Lieutenant Tedone hadn’t cared much for me, partly because he thought I was an annoying asshole, but mostly because I’d been the one who’d cracked the Sherbourne Playhouse case, with a generous assist from Lulu. I’m fairly certain he would have been thrilled if he’d never had to see me again.
Merilee got up and opened the front door to save them the trouble of knocking.
‘Nice to see you again, Miss Nash,’ Tedone said with deferential politeness. ‘Sorry it’s not under cheerier circumstances.’
‘Do we ever meet under cheery circumstances, Lieutenant?’
He frowned. ‘No, I guess not.’
‘Please, come in. Hello again, Sergeant Bartucca.’
‘Hiya, ma’am,’ he responded, ducking his head shyly as she closed the door behind them.
Tedone gestured in the direction of the sofa with his chin. ‘How’s the hero doing?’
Merilee smiled. ‘Lulu is being very brave and stoic, aren’t you, sweetness?’
She let out a low whoop.
‘I meant the tall guy.’
‘Oh, him. He’s still dizzy. The doctor said he has to take it easy.’
Tedone crossed the room toward me. I started to get up to greet him.
‘No, no, stay put.’ He checked out my head wound. ‘Boy, that’s quite some wallop. Concussion?’
‘Already got one, thanks.’
‘Still have that same mouth, too.’
‘In fact, it turns out he’s had two prior concussions that I knew nothing about,’ Merilee said to him. ‘It’s strange how you think you know everything about a person whom you’re close to, but you don’t.’
‘You got that right,’ Tedone agreed. ‘Every investigation I ever work I find out things that the victim’s loved ones never knew about.’
‘Remember that woman up in Wallingford, Loo?’ Sergeant Bartucca said. ‘Turned out she was married to two men at the same time.’
‘Did one of them kill her?’ Merilee asked with keen interest.
‘No, she killed both of them, actually,’ Tedone said. ‘Hoagy, we’ll try to make this quick so we don’t tire you out. We’ll also remove that bullet from your kitchen wall, Miss Nash, if you’ll show Sergeant Bartucca where it is.’
‘Gladly.’
He removed a pair of latex gloves, a baggie and long tweezers from his jacket pocket and followed her into the kitchen.
‘So here we are again,’ Tedone grumbled at me.
‘Here we are again,’ I said, nodding, which was still a mistake. I definitely had something rattling around in there. ‘Have a seat, Lieutenant.’
He settled into the wing-backed chair by the fireplace and pulled a notepad from the breast pocket of his jacket, leafing through it. ‘Jim Conley ran it for me. Told me that you thought Lulu picked up the scent of someone following you up the mountain. That it was about three o’clock when you reached the ruins, which was when the victim conked you on the head. And that you thought you may have heard voices at some point, though you were pretty out of it by then.’
‘Correct. Was the M.E. able to determine a time of death?’
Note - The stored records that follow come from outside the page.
Issue #662, opened 2020-09-05
Report filters


Zrrrpy:
Part of epic #529

**What type of user is this for? [admin/volunteer/supervisor/all or All CASA Admin]**
admins and supervisors

**Where does/should this occur**
On the <a href="https://casa-r4g-staging.herokuapp.com/reports">Generate Reports page.</a>

**Description**
In addition to "starting from" and "end date" filters for reports, users should be able to filter by any combination of the following:
[ ] Assigned to supervisors (choose from multi-select dropdown)
[ ] Volunteers a.k.a `created_by` (choose from multi-select dropdown)
[ ] Contact type (choose from multi-select dropdown)
[ ] Wants driving reimbursement (two checkboxes: yes / no)
[ ] Contact made (two checkboxes: yes / no)
[ ] Transition aged youth (two checkboxes: yes/no)

jmkoni:
#698 should be ready to review. Changed a couple of things:
- contact_type has to be single select for now. We can maybe change it to multi-select but that query is hard 😰 
- wants driving reimbursement, contact made, and has transitioned will also be selects (with the option to not select). Since they are boolean values, it made more sense to just pass one or not at all.

jmkoni:
Frontend still needs to be done 😅

PR #698, opened 2020-09-06
662 add filters to case contact report

duaimei:
abstracted the filter logic in the case contact report model to make it easier to test. then added tests to the case contact report spec. successfully added one new creator filter

Resolves [#662](https://github.com/rubyforgood/casa/issues/662)

- Volunteer permissions:
- Supervisor permissions:
- Admin permissions:

### Feelings gif (optional)
How to embed:
`alt text`

### DIFF
--- a/app/models/case_contact_report.rb
+++ b/app/models/case_contact_report.rb
@@ -2,11 +2,19 @@ class CaseContactReport
   attr_reader :case_contacts
 
   def initialize(args = {})
-    @case_contacts = if args[:start_date] && args[:end_date]
-      CaseContact.occurred_between(args[:start_date], args[:end_date])
-    else
-      CaseContact.all
+    @case_contacts = filtered_case_contacts(args)
+  end
+
+  def filtered_case_contacts(args)
+    return CaseContact.all if args.empty?
+    contact = CaseContact
+    if args[:start_date] && args[:end_date]
+      contact = contact.occurred_between(args[:start_date], args[:end_date])
     end
+    if args[:creator_id]
+      contact = contact.where(creator_id: args[:creator_id])
+    end
+    contact
   end
 
   def to_csv
--- a/app/models/case_contact_report.rb
+++ b/app/models/case_contact_report.rb
@@ -9,27 +9,18 @@ class CaseContactReport
     return CaseContact.all if args.empty?
 
     contact = CaseContact
-    if args.has_key?(:start_date) && args[:end_date] # contact date range
-      contact = contact.occurred_between(args[:start_date], args[:end_date])
-    end
+    contact = contact.where(supervisors: args[:supervisor_ids]) if args.has_key?(:supervisor_ids) # supervisor, as an array
     contact = contact.where(creator_id: args[:creator_id]) if args.has_key?(:creator_id) # volunteer
-    if args.has_key?(:supervisor_ids) # supervisor, as an array
-      contact = contact.where(supervisors: args[:supervisor_ids])
-    end
+    contact = contact.occurred_between(args[:start_date], args[:end_date]) if  args.has_key?(:start_date) && args.has_key?(:end_date)
     contact = contact.where(contact_made: args[:contact_made]) if args.has_key?(:contact_made) # contact made, boolean
-    if args.has_key?(:has_transitioned) # boolean, but also in the casa cases table
-      contact = contact.joins(:casa_case).where("casa_cases.transition_aged_youth in (?)", args[:has_transitioned])
-    end
-    if args.has_key?(:want_driving_reimbursement)
-      contact = contact.where(want_driving_reimbursement: args[:want_driving_reimbursement])
-    end
+    contact = contact.joins(:casa_case).where("casa_cases.transition_aged_youth in (?)", args[:has_transitioned]) if args.has_key?(:has_transitioned) # boolean, but also in the casa cases table
+    contact = contact.where(want_driving_reimbursement: args[:want_driving_reimbursement]) if args.has_key?(:want_driving_reimbursement)
     # This filter is not working properly, commenting it out for now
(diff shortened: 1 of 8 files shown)


duaimei:
@leesharma and I paired on this.

compwron:
I see that this is tagged WIP but it looks pretty done?

app/models/case_contact_report.rb
```diff
@@ -2,11 +2,19 @@ class CaseContactReport
...
-    @case_contacts = if args[:start_date] && args[:end_date]
-      CaseContact.occurred_between(args[:start_date], args[:end_date])
-    else
-      CaseContact.all
+    @case_contacts = filtered_case_contacts(args)
+  end
+
+  def filtered_case_contacts(args)
+    return CaseContact.all if args.empty?
+    contact = CaseContact
```
jmkoni, line 10: What's the benefit of doing this? Is it in case neither set of args that we are checking for exist? If so, we'd probably want to do `contact = CaseContact.all`.

spec/models/case_contact_report_spec.rb
```diff
@@ -29,4 +29,41 @@
...
+      it "returns only the volunteer with date range" do
+        volunteer = create(:volunteer)
+        create(:case_contact, {occurred_at: 20.days.ago, creator_id: volunteer.id})
+        create(:case_contact, {occurred_at: 100.days.ago, creator_id: volunteer.id})
+       
+        create(:case_contact, {occurred_at: 100.days.ago})
+        report = CaseContactReport.new({start_date: 30.days.ago, end_date: 10.days.ago, creator_id: volunteer.id})
+        contacts = report.case_contacts
+        expect(contacts.length).to eq(1)
+      end
```
jmkoni, line 66: Can we add a test for if we pass an arg that we aren't expecting? Because right now I think it would fail. Ideally... you should be able to copy the test on L42 but pass in `{foo: 'bar'}` and it should pass. I think it won't...

app/models/case_contact_report.rb
duaimei: We are in the middle of adding 5 additional filters. If none of the 7 filters are present, then there's no reason to go through the query building process, and we should just return all CaseContacts.

spec/models/case_contact_report_spec.rb
duaimei: I don't think that the model section is the appropriate place for such a test since we should be restricting the accepted parameters from the controller.

But I will keep this comment in mind as the implementation progresses.

duaimei:
> I see that this is tagged WIP but it looks pretty done?

I still have a few filters to add. Lee and I started with the query building on the backend. Do you think that it would be good to add a separate frontend ticket to add the filters on the frontend?

app/models/case_contact_report.rb
```diff
@@ -2,11 +2,26 @@ class CaseContactReport
...
+    contact = contact.where(contact_made: args[:contact_made]) if args.has_key?(:contact_made) # contact made, boolean
+    contact = contact.joins(:casa_case).where("casa_cases.transition_aged_youth in (?)", args[:has_transitioned]) if args.has_key?(:has_transitioned) # boolean, but also in the casa cases table
+    contact = contact.where(want_driving_reimbursement: args[:want_driving_reimbursement]) if args.has_key?(:want_driving_reimbursement)
+    # This filter is not working properly, commenting it out for now
+    # if args[:contact_types]
+    #   args[:contact_types].each do |contact_type|
+    #     contact = contact.where "contact_types @> ARRAY[?]::varchar[]", [contact_type]
+    #   end
+    # end
+    contact
```
littleforest, line 24: @duaimei it looks like this won't take into account multiple filters getting checked, will it?

If you need to account for multiple filters, then a couple different ways I have done this is through either chaining separate scopes or chaining scopes using `inject`.

With scopes:

```
# app/models/case_contact.rb

scope :supervisors, ->(supervisor_ids) { where(supervisors: supervisor_ids) if supervisor_ids.any? }
scope :creator, ->(creator_id) { where(creator_id: creator_id) if creator_id.present? }
scope :contact_made, ->(contact_made) { where(contact_made: contact_made) if args[:contact_made] }
...
```

```
# app/models/case_contact_report.rb

def filtered_case_contacts(arg)
  CaseContact
    .supervisors(args[:supervisor_ids])
    .creator(args[:creator_id])
    .occurred_between(args[:start_date], args[:end_date])
    .contact_made(args[:made_contact])
    ...
end
```

With `inject`:

```
# app/models/case_contact.rb

def self.filtered_results(args)
    args.delete_if { |k, v| v.blank? }
    args.delete_if { |k, v| v.kind_of?(Array) and v.reject(&:empty?).empty? }
    args.inject(self.all) do |scope, (key, value)|
      case key
      when "supervisors_id"
        scope.where(supervisors: value)
      when "creator_id"
        scope.where(creator: value)
      when "has_transitioned"
        scope.joins(:casa_case).where("casa_cases.transition_aged_youth IN (?)", value)
      when 
        ...
      else
        scope
      end
    end
  end
end
```

jmkoni: This will account for multiple filters :) it's building up one long query.

jmkoni: Though I like your idea of moving these to scopes... 🤔

littleforest: Is that method getting called multiple times? I just wasn't seeing how it's building up to a single query if `contact` is getting redefined on each line...? But I am probably missing something!

littleforest (approved):
🎉 Looks good to me!

compwron (approved):
🙌🏼✨🙌🏼✨🙌🏼✨🙌🏼✨🙌🏼✨🙌🏼✨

‘He told me it’s going to be very hard to determine. Austin’s body was in full rigor, but it was also lying face down in a forty-five-degree river. My guess? He was killed not long after you got conked on the head that afternoon. Dusk approaches early up in the mountains this time of year. I figure his killer would have wanted to make it back down the mountain trail before darkness settled in. We did find where he bled out – on the dirt path on the path at the top of the falls. Soil’s soaked with blood. There were traces of it on the safety railing, too, meaning Austin was murdered there and shoved over the railing. We also found a gazillion shoe prints there from your rescue team, which will most likely make it impossible to isolate the killer’s shoe prints. But they had no way of knowing they were compromising a crime scene. All they were thinking about was finding you.’ He paused, clearing his throat. ‘Deputy Superintendent Mitry has told me to tread very lightly on this one. Austin Talmadge may have been certifiably crazy, in and out of mental hospitals his entire life, but he was also …’
‘The second richest man in the state of Connecticut.’
Tedone nodded. ‘So rich he had the Yale School of Medicine’s top child psychiatrist, Dr Annabeth McKenna, on an exclusive personal retainer for a million bucks a year. I just paid a courtesy call on his older brother, Michael …’
‘Who is the richest man in the state of Connecticut.’
‘He sure doesn’t seem to enjoy his wealth very much. The man was so edgy he was shaking. Have you met him?’
‘I have. He may be the most frightened person I’ve ever come across. He’s lived in terror ever since Austin shot him in the head with a pellet gun when they were kids and permanently deafened his left ear. Dr McKenna told me that he suffers from such acute anxiety and panic attacks that not even maximum doses of prescription meds give him a moment’s ease. He lives in a high security mansion, employs four ex-Green Berets and a trained attack dog for protection.’
‘Yeah, I saw them when I stopped by his place. Right now, they’re protecting him from the media people who are swarming his front gate. He likes his privacy, I gather. You know this Dr McKenna?’